• _WORK TO BE COMPLETED_: Look through the entries below and extract exactly the lines from the one containing "OK, this looks good then." through the one containing "This PR adds", ends included.
______
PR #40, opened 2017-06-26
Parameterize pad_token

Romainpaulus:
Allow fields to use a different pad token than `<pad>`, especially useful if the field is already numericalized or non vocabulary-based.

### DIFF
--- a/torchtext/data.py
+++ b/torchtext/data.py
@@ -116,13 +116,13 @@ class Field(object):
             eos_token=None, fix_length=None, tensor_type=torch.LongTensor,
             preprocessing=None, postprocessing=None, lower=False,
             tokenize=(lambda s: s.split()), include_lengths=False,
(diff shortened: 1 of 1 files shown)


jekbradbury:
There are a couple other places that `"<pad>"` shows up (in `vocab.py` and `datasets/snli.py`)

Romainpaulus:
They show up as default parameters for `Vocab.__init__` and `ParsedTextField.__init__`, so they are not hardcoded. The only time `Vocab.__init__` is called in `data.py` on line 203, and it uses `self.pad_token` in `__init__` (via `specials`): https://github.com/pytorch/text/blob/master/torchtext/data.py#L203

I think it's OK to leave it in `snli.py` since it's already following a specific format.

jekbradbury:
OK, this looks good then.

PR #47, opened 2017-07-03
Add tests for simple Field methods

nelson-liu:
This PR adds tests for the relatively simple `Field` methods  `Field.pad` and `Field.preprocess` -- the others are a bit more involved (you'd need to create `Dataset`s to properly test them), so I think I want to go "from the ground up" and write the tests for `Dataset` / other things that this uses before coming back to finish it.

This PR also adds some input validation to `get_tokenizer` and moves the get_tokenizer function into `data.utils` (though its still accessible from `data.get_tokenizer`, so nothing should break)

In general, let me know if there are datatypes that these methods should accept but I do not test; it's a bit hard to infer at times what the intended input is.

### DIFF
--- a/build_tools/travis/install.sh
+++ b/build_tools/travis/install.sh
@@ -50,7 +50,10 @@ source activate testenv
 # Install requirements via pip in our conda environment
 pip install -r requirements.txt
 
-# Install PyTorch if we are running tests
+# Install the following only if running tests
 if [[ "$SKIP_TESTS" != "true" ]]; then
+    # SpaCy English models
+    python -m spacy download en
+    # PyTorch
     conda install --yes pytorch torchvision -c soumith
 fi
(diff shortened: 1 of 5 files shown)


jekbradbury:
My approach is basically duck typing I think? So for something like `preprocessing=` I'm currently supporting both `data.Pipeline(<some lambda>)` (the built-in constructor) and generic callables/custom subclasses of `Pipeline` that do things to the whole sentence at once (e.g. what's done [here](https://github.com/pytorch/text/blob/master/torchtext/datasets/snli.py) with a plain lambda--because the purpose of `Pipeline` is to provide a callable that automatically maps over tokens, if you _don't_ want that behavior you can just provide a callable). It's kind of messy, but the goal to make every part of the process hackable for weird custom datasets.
______
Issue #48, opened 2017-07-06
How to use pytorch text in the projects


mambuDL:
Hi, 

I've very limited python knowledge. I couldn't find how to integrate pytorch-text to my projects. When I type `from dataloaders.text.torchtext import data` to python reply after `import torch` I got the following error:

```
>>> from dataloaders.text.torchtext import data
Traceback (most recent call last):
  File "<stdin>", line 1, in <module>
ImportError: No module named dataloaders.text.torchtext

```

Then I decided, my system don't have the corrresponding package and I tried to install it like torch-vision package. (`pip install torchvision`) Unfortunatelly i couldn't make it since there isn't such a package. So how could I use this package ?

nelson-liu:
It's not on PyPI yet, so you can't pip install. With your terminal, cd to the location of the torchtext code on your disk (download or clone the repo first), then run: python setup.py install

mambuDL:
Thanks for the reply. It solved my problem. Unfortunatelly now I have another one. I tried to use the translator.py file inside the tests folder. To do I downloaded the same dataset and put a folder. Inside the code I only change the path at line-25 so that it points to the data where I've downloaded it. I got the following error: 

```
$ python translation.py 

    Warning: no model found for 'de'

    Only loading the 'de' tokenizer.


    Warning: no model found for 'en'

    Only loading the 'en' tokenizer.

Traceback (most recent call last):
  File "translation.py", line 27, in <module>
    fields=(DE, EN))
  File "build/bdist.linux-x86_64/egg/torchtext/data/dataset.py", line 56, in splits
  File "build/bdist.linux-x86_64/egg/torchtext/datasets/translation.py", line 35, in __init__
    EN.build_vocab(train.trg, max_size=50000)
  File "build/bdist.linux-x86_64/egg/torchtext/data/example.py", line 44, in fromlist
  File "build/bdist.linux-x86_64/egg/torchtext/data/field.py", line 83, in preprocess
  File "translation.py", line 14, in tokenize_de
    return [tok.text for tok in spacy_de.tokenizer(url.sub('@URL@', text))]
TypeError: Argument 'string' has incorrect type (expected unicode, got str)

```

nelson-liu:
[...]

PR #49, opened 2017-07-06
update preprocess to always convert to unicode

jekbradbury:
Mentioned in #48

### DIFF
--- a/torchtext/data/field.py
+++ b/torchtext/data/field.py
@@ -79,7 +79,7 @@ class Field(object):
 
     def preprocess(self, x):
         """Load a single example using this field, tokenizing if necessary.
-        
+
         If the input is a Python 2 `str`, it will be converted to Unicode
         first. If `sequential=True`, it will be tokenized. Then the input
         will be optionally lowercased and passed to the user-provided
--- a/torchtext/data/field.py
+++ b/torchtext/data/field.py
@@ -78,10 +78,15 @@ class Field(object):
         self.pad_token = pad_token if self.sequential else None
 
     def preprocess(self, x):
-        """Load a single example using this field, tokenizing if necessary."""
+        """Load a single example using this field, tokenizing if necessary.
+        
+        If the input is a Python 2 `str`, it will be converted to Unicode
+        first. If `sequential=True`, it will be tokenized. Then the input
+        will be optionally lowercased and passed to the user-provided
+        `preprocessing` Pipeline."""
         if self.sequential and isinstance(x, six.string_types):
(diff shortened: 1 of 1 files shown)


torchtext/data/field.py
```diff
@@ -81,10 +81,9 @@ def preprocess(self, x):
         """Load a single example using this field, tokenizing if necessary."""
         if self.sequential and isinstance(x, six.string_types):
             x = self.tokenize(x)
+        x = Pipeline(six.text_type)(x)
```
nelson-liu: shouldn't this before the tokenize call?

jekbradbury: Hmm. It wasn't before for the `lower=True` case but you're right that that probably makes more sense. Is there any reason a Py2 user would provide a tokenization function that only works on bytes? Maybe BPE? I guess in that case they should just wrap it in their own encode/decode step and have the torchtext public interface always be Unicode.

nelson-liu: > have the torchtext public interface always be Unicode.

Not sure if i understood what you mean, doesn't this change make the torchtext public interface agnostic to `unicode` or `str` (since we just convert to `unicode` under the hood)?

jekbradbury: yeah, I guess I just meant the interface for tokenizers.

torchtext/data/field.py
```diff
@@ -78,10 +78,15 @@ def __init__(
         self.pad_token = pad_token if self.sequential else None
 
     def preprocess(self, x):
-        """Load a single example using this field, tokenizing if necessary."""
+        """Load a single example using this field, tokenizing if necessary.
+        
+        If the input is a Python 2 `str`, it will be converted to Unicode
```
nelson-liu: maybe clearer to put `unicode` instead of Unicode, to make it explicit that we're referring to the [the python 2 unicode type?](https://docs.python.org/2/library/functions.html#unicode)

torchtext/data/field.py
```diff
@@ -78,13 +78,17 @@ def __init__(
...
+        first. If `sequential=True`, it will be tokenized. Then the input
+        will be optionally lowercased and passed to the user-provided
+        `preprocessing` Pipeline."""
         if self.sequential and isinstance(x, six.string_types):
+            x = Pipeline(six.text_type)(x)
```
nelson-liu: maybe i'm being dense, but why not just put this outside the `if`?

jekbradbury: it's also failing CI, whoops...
______
• _REPLY TO THE TASK_:
OK, this looks good then.

PR #47, opened 2017-07-03
Add tests for simple Field methods

nelson-liu:
This PR adds tests for the relatively simple `Field` methods  `Field.pad` and `Field.preprocess` -- the others are a bit more involved (you'd need to create `Dataset`s to properly test them), so I think I want to go "from the ground up" and write the tests for `Dataset` / other things that this uses before coming back to finish it.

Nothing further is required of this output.